Entries taken from a collection:
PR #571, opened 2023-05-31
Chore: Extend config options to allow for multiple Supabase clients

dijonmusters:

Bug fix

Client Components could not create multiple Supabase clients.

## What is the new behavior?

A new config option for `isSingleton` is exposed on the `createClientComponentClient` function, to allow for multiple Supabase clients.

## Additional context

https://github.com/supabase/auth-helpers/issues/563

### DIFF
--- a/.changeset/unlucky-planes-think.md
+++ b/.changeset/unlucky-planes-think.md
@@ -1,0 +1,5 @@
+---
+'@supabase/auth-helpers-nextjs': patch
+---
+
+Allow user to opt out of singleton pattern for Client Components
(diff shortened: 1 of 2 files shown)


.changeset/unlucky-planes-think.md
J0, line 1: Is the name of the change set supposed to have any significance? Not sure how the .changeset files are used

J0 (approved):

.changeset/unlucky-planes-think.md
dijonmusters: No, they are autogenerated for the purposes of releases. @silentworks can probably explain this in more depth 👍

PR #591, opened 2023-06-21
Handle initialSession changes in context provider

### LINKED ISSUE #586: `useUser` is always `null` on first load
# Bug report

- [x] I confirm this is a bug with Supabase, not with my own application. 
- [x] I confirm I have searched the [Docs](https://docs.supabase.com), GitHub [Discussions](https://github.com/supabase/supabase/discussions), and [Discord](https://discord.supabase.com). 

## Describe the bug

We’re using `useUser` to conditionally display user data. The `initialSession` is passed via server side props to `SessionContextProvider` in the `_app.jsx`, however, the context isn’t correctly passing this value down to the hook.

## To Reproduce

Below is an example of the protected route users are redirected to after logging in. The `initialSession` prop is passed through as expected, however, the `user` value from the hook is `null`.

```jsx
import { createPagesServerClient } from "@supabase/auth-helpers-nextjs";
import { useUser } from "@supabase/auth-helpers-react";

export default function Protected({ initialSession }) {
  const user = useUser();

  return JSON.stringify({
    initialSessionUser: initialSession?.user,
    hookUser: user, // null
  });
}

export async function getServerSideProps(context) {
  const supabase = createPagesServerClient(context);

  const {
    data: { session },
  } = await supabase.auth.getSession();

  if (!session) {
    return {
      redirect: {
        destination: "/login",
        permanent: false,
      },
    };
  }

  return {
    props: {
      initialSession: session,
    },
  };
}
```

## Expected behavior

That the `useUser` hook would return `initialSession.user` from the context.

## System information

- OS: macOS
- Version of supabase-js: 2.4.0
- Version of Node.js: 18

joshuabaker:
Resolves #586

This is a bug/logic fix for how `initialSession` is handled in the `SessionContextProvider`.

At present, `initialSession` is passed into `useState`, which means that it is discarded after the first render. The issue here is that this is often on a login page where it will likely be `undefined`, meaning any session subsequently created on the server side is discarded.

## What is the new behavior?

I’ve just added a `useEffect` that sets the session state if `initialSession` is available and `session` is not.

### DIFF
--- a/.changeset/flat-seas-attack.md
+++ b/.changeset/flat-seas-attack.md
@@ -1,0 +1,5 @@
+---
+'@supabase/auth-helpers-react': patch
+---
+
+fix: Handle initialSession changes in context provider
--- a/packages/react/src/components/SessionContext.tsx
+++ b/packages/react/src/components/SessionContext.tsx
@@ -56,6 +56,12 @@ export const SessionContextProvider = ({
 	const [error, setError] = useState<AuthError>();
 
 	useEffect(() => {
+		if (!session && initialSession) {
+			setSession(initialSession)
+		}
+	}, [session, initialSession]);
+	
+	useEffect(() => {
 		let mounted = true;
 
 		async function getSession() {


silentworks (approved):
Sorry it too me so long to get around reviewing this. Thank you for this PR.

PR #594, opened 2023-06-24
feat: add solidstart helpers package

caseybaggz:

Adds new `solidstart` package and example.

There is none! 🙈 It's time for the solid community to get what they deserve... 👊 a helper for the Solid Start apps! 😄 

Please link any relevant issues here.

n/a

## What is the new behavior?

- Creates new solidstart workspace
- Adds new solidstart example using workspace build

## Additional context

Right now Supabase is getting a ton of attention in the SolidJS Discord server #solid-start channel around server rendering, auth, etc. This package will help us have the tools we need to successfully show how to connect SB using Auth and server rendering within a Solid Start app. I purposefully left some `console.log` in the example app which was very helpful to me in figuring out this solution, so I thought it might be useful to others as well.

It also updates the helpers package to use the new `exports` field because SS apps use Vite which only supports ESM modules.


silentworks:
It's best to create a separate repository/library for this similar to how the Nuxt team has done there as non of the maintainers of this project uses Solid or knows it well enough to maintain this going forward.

---

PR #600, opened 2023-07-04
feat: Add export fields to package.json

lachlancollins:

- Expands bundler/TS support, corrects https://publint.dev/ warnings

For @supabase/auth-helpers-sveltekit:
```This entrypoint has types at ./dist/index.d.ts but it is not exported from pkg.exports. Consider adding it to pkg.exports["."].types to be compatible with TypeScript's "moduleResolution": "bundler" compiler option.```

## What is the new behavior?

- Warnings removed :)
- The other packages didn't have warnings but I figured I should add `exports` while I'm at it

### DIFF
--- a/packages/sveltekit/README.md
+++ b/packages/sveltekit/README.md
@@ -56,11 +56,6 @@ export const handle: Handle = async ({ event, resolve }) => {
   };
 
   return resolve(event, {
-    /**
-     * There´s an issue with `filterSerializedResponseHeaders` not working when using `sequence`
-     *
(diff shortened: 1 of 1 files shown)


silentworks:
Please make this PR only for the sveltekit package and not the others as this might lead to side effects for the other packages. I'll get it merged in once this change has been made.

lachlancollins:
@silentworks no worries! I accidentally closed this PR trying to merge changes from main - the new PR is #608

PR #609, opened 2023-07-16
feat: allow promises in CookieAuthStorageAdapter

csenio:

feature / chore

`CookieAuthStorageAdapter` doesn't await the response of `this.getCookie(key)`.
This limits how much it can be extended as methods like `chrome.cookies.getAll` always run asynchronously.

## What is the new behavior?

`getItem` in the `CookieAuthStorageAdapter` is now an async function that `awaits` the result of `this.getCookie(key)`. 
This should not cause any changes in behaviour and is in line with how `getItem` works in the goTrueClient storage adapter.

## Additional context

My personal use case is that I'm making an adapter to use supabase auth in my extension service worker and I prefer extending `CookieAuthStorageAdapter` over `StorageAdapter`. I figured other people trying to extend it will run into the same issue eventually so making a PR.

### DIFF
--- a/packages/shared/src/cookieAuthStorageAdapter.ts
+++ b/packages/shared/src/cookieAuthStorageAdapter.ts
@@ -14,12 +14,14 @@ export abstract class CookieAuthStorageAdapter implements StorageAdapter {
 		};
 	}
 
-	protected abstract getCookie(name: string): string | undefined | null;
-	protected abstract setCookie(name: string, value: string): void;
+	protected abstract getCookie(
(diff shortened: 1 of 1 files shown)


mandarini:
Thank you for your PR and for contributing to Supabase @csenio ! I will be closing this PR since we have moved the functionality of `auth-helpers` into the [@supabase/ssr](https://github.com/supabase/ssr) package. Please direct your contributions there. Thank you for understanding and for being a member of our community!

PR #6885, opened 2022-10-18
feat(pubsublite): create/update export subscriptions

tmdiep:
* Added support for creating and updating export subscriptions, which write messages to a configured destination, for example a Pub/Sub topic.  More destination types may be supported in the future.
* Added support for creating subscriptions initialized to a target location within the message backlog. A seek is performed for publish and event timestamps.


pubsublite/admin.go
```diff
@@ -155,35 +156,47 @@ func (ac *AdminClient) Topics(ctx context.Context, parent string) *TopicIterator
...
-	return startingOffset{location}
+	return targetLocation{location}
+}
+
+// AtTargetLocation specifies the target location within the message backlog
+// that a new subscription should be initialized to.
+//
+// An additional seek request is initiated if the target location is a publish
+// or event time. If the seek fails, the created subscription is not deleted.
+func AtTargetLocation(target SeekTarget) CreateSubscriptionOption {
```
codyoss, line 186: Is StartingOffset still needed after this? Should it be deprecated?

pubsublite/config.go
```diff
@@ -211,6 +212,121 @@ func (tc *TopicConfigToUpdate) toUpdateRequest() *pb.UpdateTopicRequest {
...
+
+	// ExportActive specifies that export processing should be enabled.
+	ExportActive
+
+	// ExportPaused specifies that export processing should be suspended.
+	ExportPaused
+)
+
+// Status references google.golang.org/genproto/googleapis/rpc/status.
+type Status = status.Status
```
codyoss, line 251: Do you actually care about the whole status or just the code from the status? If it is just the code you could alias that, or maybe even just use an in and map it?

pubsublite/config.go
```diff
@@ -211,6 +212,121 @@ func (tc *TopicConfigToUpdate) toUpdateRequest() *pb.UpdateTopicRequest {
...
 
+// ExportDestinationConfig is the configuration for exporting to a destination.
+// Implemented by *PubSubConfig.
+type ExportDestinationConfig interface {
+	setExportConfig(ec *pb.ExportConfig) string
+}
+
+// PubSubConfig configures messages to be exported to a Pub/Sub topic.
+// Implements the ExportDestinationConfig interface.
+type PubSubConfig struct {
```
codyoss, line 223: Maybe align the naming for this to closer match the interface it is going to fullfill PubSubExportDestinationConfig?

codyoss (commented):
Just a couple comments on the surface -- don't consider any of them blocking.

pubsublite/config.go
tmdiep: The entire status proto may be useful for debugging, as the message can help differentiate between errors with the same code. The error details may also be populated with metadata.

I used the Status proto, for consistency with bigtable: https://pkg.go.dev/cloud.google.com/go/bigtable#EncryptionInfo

* * *

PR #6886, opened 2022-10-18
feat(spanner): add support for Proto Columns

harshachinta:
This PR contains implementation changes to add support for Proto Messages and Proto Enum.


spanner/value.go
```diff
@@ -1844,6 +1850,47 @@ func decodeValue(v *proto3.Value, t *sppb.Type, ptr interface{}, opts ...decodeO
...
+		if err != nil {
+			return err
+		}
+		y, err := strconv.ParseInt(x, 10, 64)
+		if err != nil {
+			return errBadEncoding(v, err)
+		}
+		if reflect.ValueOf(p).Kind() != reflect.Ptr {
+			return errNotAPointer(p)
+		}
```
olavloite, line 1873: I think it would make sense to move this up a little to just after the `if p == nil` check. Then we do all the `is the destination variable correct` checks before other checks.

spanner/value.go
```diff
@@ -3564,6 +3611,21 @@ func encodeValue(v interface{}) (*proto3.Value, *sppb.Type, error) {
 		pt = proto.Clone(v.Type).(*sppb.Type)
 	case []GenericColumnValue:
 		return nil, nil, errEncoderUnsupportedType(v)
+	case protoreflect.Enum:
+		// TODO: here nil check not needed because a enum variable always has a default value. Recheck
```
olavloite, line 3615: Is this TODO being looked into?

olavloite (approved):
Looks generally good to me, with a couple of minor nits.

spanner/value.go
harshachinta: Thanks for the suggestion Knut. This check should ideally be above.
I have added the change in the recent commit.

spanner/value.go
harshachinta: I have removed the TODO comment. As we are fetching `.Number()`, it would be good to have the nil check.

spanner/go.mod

EXERCISE: Please say how many lines in the records contain the word "unlucky", and give only that number.

TASK RESPONSE: 4